Exercise brief
For the data below, give again exactly the lines from the one containing "- the real selection" through the one containing "### Leg 2: shell", both ends included, and no others.

Data supplied
PR #1976, opened 2026-08-16
perf(product): two-phase workspace switch, preview cursor and query-churn trim

pablonyx:
## R19: Two-phase workspace switch (UX Latency + Transitions ladder)

Held `Cmd+Opt+Arrow` traversal used to commit a full workspace selection on every keydown. A single commit is ~150-250ms of main-thread work (query observer teardown/recreate + GC across the wide shell tree + pane mount), so held-key repeats queued and replayed after the key was released, and the highlight lagged the keyboard. This PR productionizes the interaction Pablo live-validated, as three legs.

### Leg 1: preview-cursor traversal (implemented)

Held traversal now moves a lightweight preview cursor through the sidebar instead of committing per keydown:

- New `sidebar-switch-cursor-store` (zustand): a single `cursorId`. While set, it drives the row highlight instead of the committed selection.
- `WorkspaceItem` folds `cursorId` and its committed `active` prop into one `displayedActive` boolean via a per-row selector, so a cursor step re-renders exactly the two rows whose displayed state flips.
- The step/settle/coalescing state machine lives in a React-free controller (`workspace-switch-cursor-controller.ts`) with injected timers and store accessors:
  - a step is throttled to `WORKSPACE_CURSOR_STEP_MIN_MS` (60ms); repeats above the throttle are **dropped, never queued** (releasing the key never replays a backlog),
  - the real selection commits **once**, `WORKSPACE_CURSOR_SETTLE_MS` (180ms) after the last step,
  - the cursor clears only when the committed selection reflects the target, with a `WORKSPACE_CURSOR_COMMIT_FALLBACK_MS` (2000ms) fallback for a failed/superseded commit.
- Shim edges fixed properly:
  - **(a) mouse click during pre-settle wins**: an external committed-selection change while previewing cancels the pending commit and clears the cursor, so the click stands.
  - **(b) target list changes mid-traversal**: the cursor is validated against the live target list at commit time; a vanished cursor is dropped, never committed as a dead id.
  - **(c) Escape** cancels an uncommitted cursor (capture-phase, no `preventDefault`, only acts while a cursor is pending).

### Leg 2: shell query-churn stabilization (implemented)

Audit of shell-tree query call sites whose keys/options are rebuilt per render (ranked):

| # | Site | Finding | Action |
|---|------|---------|--------|
| 1 | `lib/infra/proliferate-api.ts` `getProliferateApiOrigin` | `new URL(baseUrl).origin` re-parsed on every render at every query-hook call site (the base URL is effectively constant) | **Fixed**: single-slot memo keyed by `baseUrl`, so the URL is parsed once per deployment |
| 2 | `hooks/workspaces/cache/use-repo-pr-statuses.ts` | `queries: ids.map(...)` and `combine` rebuilt every render, forcing per-repo `observer.setOptions` churn and combine recompute on every shell re-render | **Fixed**: `queries` wrapped in `useMemo([ids, runtimeUrl, cacheScopeKey])`; `combine` wrapped in `useCallback([ids])` |
| 3 | `hooks/workspaces/cache/use-workspaces.ts` | `queryKey` already memoized via `useWorkspaceCollectionsCache`; `queryFn`/`refetchInterval` recreated per render but react-query only stores the latest fn (no observer teardown) | Not a top offender; left as-is |
| 4 | `hooks/workspaces/cache/tabs/use-workspace-header-subagent-hierarchy.ts` | builds several `useQueries` arrays inline, but session ids and relationship hints are already `useMemo`'d and it is header-scoped | Not chased (already heavily memoized) |
| 5 | `hooks/workspaces/facade/use-worktree-settings-targets.ts` | `queries: readyCloudWorkspaces.map(...)` over a memoized list, array rebuilt inline | Minor; not chased |
| 6 | `hooks/workspaces/cache/use-archived-workspaces.ts` | single `useQuery`, stable key, mounted only in the archived view (not the hot switch path) | Not chased |

Per the rung scope, the origin hoist plus the worst offender (#2) are fixed; the rest are documented, not chased.

### Leg 3: two-phase pane deferral (NOT added, recorded, see below)

Leg 1 coalesces a held sweep to a **single** commit, so the intermediate-switch pane mounts that the shim's `useSettledPaneKey` guarded against no longer occur; the rapid-sweep motivation for pane deferral is moot. For a lone deliberate switch the shim mounts the pane immediately anyway (its rapid-switch window never triggers), so it would add no benefit there either. The residual single-commit cost is a separate long task addressed by leg 2.

I could not run a live renderer profiler to demonstrate a residual >100ms long task on this run (no dev server / Chrome profiling available under the machine's memory pressure), and the brief is explicit: if legs 1-2 make it moot, record that instead of adding dead machinery. I therefore did **not** add `useSettledPaneKey`. Flagging this as a scope judgment rather than silently rescoping.

### Test-infra note

The injected Desktop measurement engine imports product-client's diagnostics port through the public `@proliferate/product-client/internal/*` subpath, which `vitest.config.ts` did not source-alias (only `/host/*` was), so on a no-build checkout **every** product-client test failed to resolve it. Added the `/internal/` source alias consistent with the existing `/host/` precedent and the config's stated "tests run against source, never dist" rule. CI builds the package so this was green there; the alias unblocks no-build local/review runs.

### Tests

- `workspace-switch-cursor-controller.test.ts` (13): step/preview, throttle-drop, settle re-arm across a held burst, commit reflection, fallback clear, click-during-pre-settle cancel, post-commit override, vanished-target no-commit, cursor-equals-committed no-commit, Escape cancel, backward wrap, plus a **negative control** (commit-per-step without coalescing commits on every repeat).
- `sidebar-switch-cursor-store.test.ts` (2): set/clear, identity short-circuit.
- `use-app-shortcuts.test.tsx` (+2): shortcut previews the cursor and commits once after the settle; Escape cancels without committing.

Negative control also verified by mutation: neutering the throttle makes the throttle-drop and negative-control tests fail; restored.

### DIFF
--- a/apps/packages/product-client/src/components/workspace/shell/sidebar/WorkspaceItem.tsx
+++ b/apps/packages/product-client/src/components/workspace/shell/sidebar/WorkspaceItem.tsx
@@ -18,6 +18,7 @@ import { resolveWorkspaceItemTrailingCells } from "#product/components/workspace
 import { useWorkspacePeek } from "#product/components/workspace/shell/sidebar/WorkspacePeekCard";
 import { WorkspaceRenamePopover } from "#product/components/workspace/shell/sidebar/WorkspaceRenamePopover";
 import { ProductSidebarWorkspaceRow } from "#product/components/workspace/shell/sidebar/ProductSidebarRepositories";
+import { useSidebarSwitchCursorStore } from "#product/stores/workspaces/sidebar-switch-cursor-store";
 
 interface WorkspaceItemProps {
   workspaceId?: string;
@@ -116,6 +117,14 @@ export function WorkspaceItem({
   onCopyBranchName,
   onRename,
 }: WorkspaceItemProps) {
+  // While a held-key traversal cursor is set the cursor position, not the
+  // committed selection, drives the highlight so exactly one row reads active
+  // during movement. The selector folds this row's id and its committed
+  // `active` prop into a single boolean, so a cursor step re-renders only the
+  // two rows whose displayed state flips rather than every subscribed row.
+  const displayedActive = useSidebarSwitchCursorStore((state) =>
+    state.cursorId === null ? active : state.cursorId === workspaceId,
+  );
   const [renameOpen, setRenameOpen] = useState(false);
   const [doneConfirmOpen, setDoneConfirmOpen] = useState(false);
   const handleRenameCommand = () => setRenameOpen(true);
@@ -201,7 +210,7 @@ export function WorkspaceItem({
 
   const row = (
     <ProductSidebarWorkspaceRow
-      active={active}
+      active={displayedActive}
       archived={archived}
       trailingStatus={trailingStatus}
       trailingIdentity={trailingIdentity}
--- a/apps/packages/product-client/src/hooks/app/lifecycle/use-app-shortcuts.test.tsx
+++ b/apps/packages/product-client/src/hooks/app/lifecycle/use-app-shortcuts.test.tsx
@@ -14,6 +14,8 @@ import {
 import { USER_PREFERENCE_DEFAULTS } from "#product/lib/domain/preferences/user/model";
 import { useUserPreferencesStore } from "#product/stores/preferences/user-preferences-store";
 import { requestRightPanelTabByIndex } from "#product/lib/workflows/workspaces/right-panel-shortcut-requests";
+import { useSidebarSwitchCursorStore } from "#product/stores/workspaces/sidebar-switch-cursor-store";
+import { WORKSPACE_CURSOR_SETTLE_MS } from "#product/lib/domain/workspaces/sidebar/workspace-switch-cursor-controller";
 
 const navigationMocks = vi.hoisted(() => ({
   selectWorkspaceFromSurface: vi.fn(),
@@ -35,18 +37,24 @@ vi.mock("#product/hooks/workspaces/workflows/use-workspace-navigation-workflow",
   }),
 }));
 
-vi.mock("#product/stores/sessions/session-selection-store", () => ({
-  useSessionSelectionStore: (
+vi.mock("#product/stores/sessions/session-selection-store", () => {
+  const readSelection = () => ({
+    selectedWorkspaceId: harnessState.selectedWorkspaceId,
+    selectedLogicalWorkspaceId: harnessState.selectedLogicalWorkspaceId,
+  });
+  const useSessionSelectionStore = (
     selector: (state: {
       selectedWorkspaceId: string | null;
       selectedLogicalWorkspaceId: string | null;
     }) => unknown,
-  ) =>
-    selector({
-      selectedWorkspaceId: harnessState.selectedWorkspaceId,
-      selectedLogicalWorkspaceId: harnessState.selectedLogicalWorkspaceId,
-    }),
-}));
+  ) => selector(readSelection());
+  // The traversal-cursor effect reads the committed selection imperatively and
+  // subscribes for commit reflection, so the mock exposes the same static
+  // surface the real zustand store does.
+  useSessionSelectionStore.getState = readSelection;
+  useSessionSelectionStore.subscribe = () => () => {};
+  return { useSessionSelectionStore };
+});
 
 vi.mock("#product/lib/workflows/workspaces/right-panel-shortcut-requests", () => ({
   requestRightPanelTabByIndex: vi.fn(() => true),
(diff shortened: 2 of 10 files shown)


pablonyx:
## Manual verification

Head SHA: `613adb0817e383733f3eccfe45657d695f3da727`

Verified by hands-on probing, not CI badges. Machine limits observed: scoped single-file vitest only (`--maxWorkers=2`), one file at a time, memory pressure checked before each run (stayed at level 1).

### Scoped vitest, per touched test file (literal tallies)

Authored / modified tests:

- `src/lib/domain/workspaces/sidebar/workspace-switch-cursor-controller.test.ts`
  `Test Files  1 passed (1)` / `Tests  13 passed (13)`
- `src/stores/workspaces/sidebar-switch-cursor-store.test.ts`
  `Test Files  1 passed (1)` / `Tests  2 passed (2)`
- `src/hooks/app/lifecycle/use-app-shortcuts.test.tsx`
  `Test Files  1 passed (1)` / `Tests  14 passed (14)`

Existing tests exercising the changed source:

- `src/components/workspace/shell/sidebar/WorkspaceItem.test.tsx`
  `Test Files  1 passed (1)` / `Tests  15 passed (15)`
- `src/hooks/workspaces/cache/use-repo-pr-statuses.test.tsx`
  `Test Files  1 passed (1)` / `Tests  6 passed (6)`

### Negative control (revert the fix, watch it fail, restore)

Mutation: replaced the throttle guard `if (now - lastStepAt < WORKSPACE_CURSOR_STEP_MIN_MS)` with `if (false)` in `workspace-switch-cursor-controller.ts`, so repeats are no longer dropped.

Rerun of the controller test with the fix reverted:

```
 × workspace-switch-cursor-controller > drops key repeats inside the throttle window instead of queueing them
 × workspace-switch-cursor-controller > does not re-commit when the cursor settles back on the committed row
AssertionError: expected 'd' to be 'b' // Object.is equality
      Tests  2 failed | 11 passed (13)
```

The literal `expected 'd' to be 'b'` is the point: without the throttle, a rapid burst walks the cursor to `d` instead of stopping one step at `b`, i.e. repeats get processed rather than dropped. Restored via `git checkout --`; `git status --short` is empty (clean).

A second negative control is baked into the suite as a passing assertion: a naive commit-per-step stepper commits `["b","c","d"]` (one commit per keydown, the pre-fix stall) while the coalescing controller, given the identical burst, commits exactly once.

### Hand probe beyond the suite

Drove the REAL `sidebar-switch-cursor-store` through the controller with a fake clock (throwaway probe test, since deleted, worktree clean) and printed the observed step / throttle / settle / commit / reflect sequence. Targets `[ws-a, ws-b, ws-c, ws-d]`, committed starts at `ws-a`:

```
start committed=ws-a cursor=null
after step#1 (t=0)  cursor=ws-b commits=[]
after fast repeat (t=40, throttled) cursor=ws-b commits=[]
after step#2 (t=101)  cursor=ws-c commits=[]
1ms before settle (t=280) cursor=ws-c commits=[]
at settle (t=281)       cursor=ws-c commits=["ws-c"]
after committed reflected=ws-c cursor=null commits=["ws-c"]
```

Observed, in order: the first step previews `ws-b` with no commit; a repeat 40ms later (inside the 60ms throttle) is dropped, cursor stays `ws-b`; a step at 101ms advances to `ws-c`; nothing commits at 1ms before the 180ms settle; the single selection commit (`ws-c`) fires exactly at the settle; and once the committed selection reflects the target the preview cursor clears to `null`. That is the whole two-phase contract exercised end to end on the real store.

### Typecheck

`pnpm typecheck` exit 0, zero `error TS` (run earlier on this SHA).

pablonyx:
## Manual verification (addendum, new head)

Refreshes the earlier verification for the one review-delta commit. Bound to head `79e8b7fbe7dff3ad86c579ac7894c6f816774a7c`.

### Delta commit scope

`test(product): pin throttle cadence to literal ms and drop em dash`, test code only, zero production change:

1. Removed the em dash from the settle-back test comment (standing rule: no em dashes in authored comment text).
2. The throttle-drop and settle-back tests derived their fake-clock advances from the exported step-min constant, so zeroing that constant sent `advance()` negative and coincidentally preserved the drop, letting a constant-zeroing mutant survive. Advances are now literal milliseconds (59 inside the 60ms window, 60 at the boundary, 180 past the settle) so the tests pin the designed cadence.

### Scoped vitest at the new head (literal)

`src/lib/domain/workspaces/sidebar/workspace-switch-cursor-controller.test.ts` (`--maxWorkers=2`):

`Test Files  1 passed (1)` / `Tests  13 passed (13)`

### Constant-mutant sanity check (the point of the delta)

Zeroed the exported `WORKSPACE_CURSOR_STEP_MIN_MS` (uncommitted production mutation) and reran the throttle-drop test:

```
 × workspace-switch-cursor-controller > drops key repeats inside the throttle window instead of queueing them
AssertionError: expected 'd' to be 'b' // Object.is equality
      Tests  1 failed | 12 skipped (13)
```

With literal advances the mutant now dies (`expected 'd' to be 'b'`: without the throttle the burst walks the cursor to `d` instead of holding at `b`), where before the delta it survived. Production restored via `git checkout --`; the only working-tree change was the committed test file.

CI at this head: 23 pass / 0 fail (all checks green).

Solution
  - the real selection commits **once**, `WORKSPACE_CURSOR_SETTLE_MS` (180ms) after the last step,
  - the cursor clears only when the committed selection reflects the target, with a `WORKSPACE_CURSOR_COMMIT_FALLBACK_MS` (2000ms) fallback for a failed/superseded commit.
- Shim edges fixed properly:
  - **(a) mouse click during pre-settle wins**: an external committed-selection change while previewing cancels the pending commit and clears the cursor, so the click stands.
  - **(b) target list changes mid-traversal**: the cursor is validated against the live target list at commit time; a vanished cursor is dropped, never committed as a dead id.
  - **(c) Escape** cancels an uncommitted cursor (capture-phase, no `preventDefault`, only acts while a cursor is pending).

### Leg 2: shell query-churn stabilization (implemented)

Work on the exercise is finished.